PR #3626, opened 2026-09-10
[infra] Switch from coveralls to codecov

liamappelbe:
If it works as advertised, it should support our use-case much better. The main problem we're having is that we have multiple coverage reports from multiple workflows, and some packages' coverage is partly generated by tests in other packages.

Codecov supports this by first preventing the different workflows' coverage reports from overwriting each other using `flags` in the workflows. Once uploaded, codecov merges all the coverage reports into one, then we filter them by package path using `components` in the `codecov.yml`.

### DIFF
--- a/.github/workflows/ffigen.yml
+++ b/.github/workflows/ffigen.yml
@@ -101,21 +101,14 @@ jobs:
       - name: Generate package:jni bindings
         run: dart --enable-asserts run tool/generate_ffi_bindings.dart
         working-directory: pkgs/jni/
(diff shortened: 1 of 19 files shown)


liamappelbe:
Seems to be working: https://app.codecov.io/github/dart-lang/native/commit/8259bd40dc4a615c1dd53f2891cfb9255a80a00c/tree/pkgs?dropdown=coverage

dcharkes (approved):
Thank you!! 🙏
* * *
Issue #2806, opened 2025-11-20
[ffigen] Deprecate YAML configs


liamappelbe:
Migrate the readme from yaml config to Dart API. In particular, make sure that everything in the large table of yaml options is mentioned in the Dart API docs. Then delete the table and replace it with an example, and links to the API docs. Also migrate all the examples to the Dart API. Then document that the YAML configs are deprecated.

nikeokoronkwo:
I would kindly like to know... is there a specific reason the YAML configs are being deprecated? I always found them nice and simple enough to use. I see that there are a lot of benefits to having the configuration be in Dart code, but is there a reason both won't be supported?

*Exercise instructions*:
Find how many lines in the listing hold "ffigen", and reply with that number only.

*Answer below*:
3